Y.A.E. Kouame and K. Tona, 2020. Effect of Delayed Access to Feed on Physiological, Morphometric and Intestinal Parameters of Guinea Fowl Broiler. International Journal of Poultry Science, 19: 356-362.

DOI: 10.3923/ijps.2020.356.362

URL: https://scialert.net/abstract/?doi=ijps.2020.356.362
 
Copyright: © 2020. This is an open access article distributed under the terms of the creative commons attribution License, which permits unrestricted use, distribution and reproduction in any medium, provided the original author and source are credited.

INTRODUCTION

The post-hatch growth of newly hatched chicks can be influenced by several factors including hatching egg characteristics, incubation conditions and chick holding conditions before their placement at broiler farm1. Indeed, in a normal condition, day-old chicks are deprived of feed for about 48 h before they are placed on farms. Potturi et al.2 reported that under practical conditions, poults often gain access to feed only 36-48 h after hatching due to variations in hatching time, hatchling servicing and delivery to the farm.

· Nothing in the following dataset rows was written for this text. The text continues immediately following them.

PR #410, opened 2019-01-17
Use `uuid` in CLJS to avoid warnings

wilkerlucio:
Compiling latest Schema with latest CLJS (1.10.439) + Shadow CLJS latest (2.7.15) generates the warning:

```
------ WARNING #1 --------------------------------------------------------------
 File: schema/coerce.cljs:108:20
--------------------------------------------------------------------------------
 105 |
 106 |
 107 |
 108 |   #(if (string? %) (cljs.core.UUID. %) %))
--------------------------^-----------------------------------------------------
 Wrong number of args (1) passed to cljs.core.UUID
--------------------------------------------------------------------------------
 109 |
 110 |
 111 | (def ^:no-doc +json-coercions+
 112 |   (merge
--------------------------------------------------------------------------------
```

This PR uses the simple `uuid` fn from cljs core that fixes the warning.

### DIFF
--- a/src/cljx/schema/coerce.cljx
+++ b/src/cljx/schema/coerce.cljx
@@ -105,7 +105,7 @@
   #+clj
   (safe #(java.util.UUID/fromString ^String %))
   #+cljs
-  #(if (string? %) (cljs.core.UUID. %) %))
+  #(if (string? %) (uuid %) %))
 
 
 (def ^:no-doc +json-coercions+


w01fe:
Thanks!  Do you know how long the `uuid` function has been in ClojureScript?  Don't want to break backward compatibility if it's a very new addition.  (i tried to look at the blame on github but it broke because `core.cljs` is so big).

wilkerlucio:
@w01fe not so sure when got in, but checking commits from 2017 it was already there: https://github.com/clojure/clojurescript/blob/7cbbff5b0150b13f1134074a2e51fd1467225903/src/main/cljs/cljs/core.cljs#L10536

w01fe:
that's good enough for me, thanks again!

w01fe:
(I can cut a release if you want, just let me know.  I'm not actively using Clojure(Script) myself at the moment (unfortunately), so it might take me a little bit to do otherwise.  If you are interested in being more involved in the project too just LMK)

wilkerlucio:
@w01fe if you can do it I appreciate, so I can get a warning-free compilation, schema is last missing piece :)

w01fe:
Sure thing.  I just cut schema-1.1.10, please let me know if you run into any issues.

Moreover, before and immediately after hatch, chicks are dependent on the lipids and proteins of the egg yolk as main sources of nutrients. However, egg yolk is usually depleted within 5-6 day posthatch3. Therefore, early supply of feed is essential for maintenance, growth and production of chick4,5. Moreover, the physical and functional development of the gastrointestinal tract is necessary to enable newly hatched birds efficiently utilize nutrients supplied in the diet3. Thus, early access to feed and water after hatch has been shown to be an important factor for subsequent performance6. It has been reported that chicks deprived of feed and water for 48 h lost 10.7% of their initial post hatch weights7 prior to placement. Thus, it has been observed that delayed access to feed has a negative impact on gastrointestinal development8-12 retarded growth performance and reduced body weight and breast muscle13-15. Additionally, studies have shown that delay in feed access affected tri-iodothyronine (T3) and thyroxine (T4) concentrations and biochemical parameters. Newcombe et al.16 and Kitaysky et al.17 indicated that the levels of triiodothyronine (T3) decreased in feed-restricted broilers, suggesting a lower metabolic rate during restriction. This observation indicates that post hatch developmental stage is significantly influenced by delayed feed access. To our knowledge, most studies have focused on effects of delayed feed access on chickens while guinea fowl has been given very little attention. It can be hypothesized that delay in feed access may be detrimental for post-hatch performance and physiological parameters of day-old guinea fowl. Therefore, this study aimed to investigate the effects of early and late access to feed on growth performance, intestinal morphometry, levels of T3, T4 and biochemical parameters of guinea fowl.

MATERIALS AND METHODS

Experimental design: This study used four hundred (400) day-old keets. The keets were purchased from reliable hatchery and were randomly assigned to two treatment groups as follows: (1) Keets with immediate feed access and (2) Keets with 48 h delayed feed access. For each treatment group, keets were assigned to 4 replicates with 50 birds in each replicate. Keets with delayed access to feed for 48 h, were held in shipping boxes at room temperatures ranged from 25-27°C until 48 h. Prior to feed access, the keets were weighed. Birds were reared for 11 weeks, including starter (0-4 weeks), grower (4-8 weeks) and finisher (8-11 weeks) stages. The replicates were randomly distributed in an open-sided poultry house in order to avoid positional effects. They were raised on a floor litter with a stocking density of 20 birds per m2 and photoperiod of 23 h of light during the first 4 weeks of age. But, from 5 weeks of age, the stocking density was 10 birds m-2 and light was reduced gradually to natural photoperiod of 16L/8D at the end of week 6 of age. Feed and water were supplied ad libitum. Body weights and feed intake were recorded weekly. Mortality was recorded according to treatment during the 11 weeks of rearing. At 11 wks of age, 20 guinea fowls (5 birds/replicate) per treatment were selected at random and slaughtered to determine carcass, gizzard, heart, liver and abdominal fat weights. Blood samples were collected for plasma T3, T4, cholesterol, triglyceride, glucose, total protein, urea and creatinine determination. Also, intestinal morphometric parameters were determined.

Body weights, weight gains, feed intake and FCR: The keets were weighed at hatch according to treatment and then weekly until 11 weeks of age. Feed intake was recorded daily and was used to calculate average feed intake per week per bird. Body weights and feed intake were used to calculate average body weight gain and feed conversion ratio.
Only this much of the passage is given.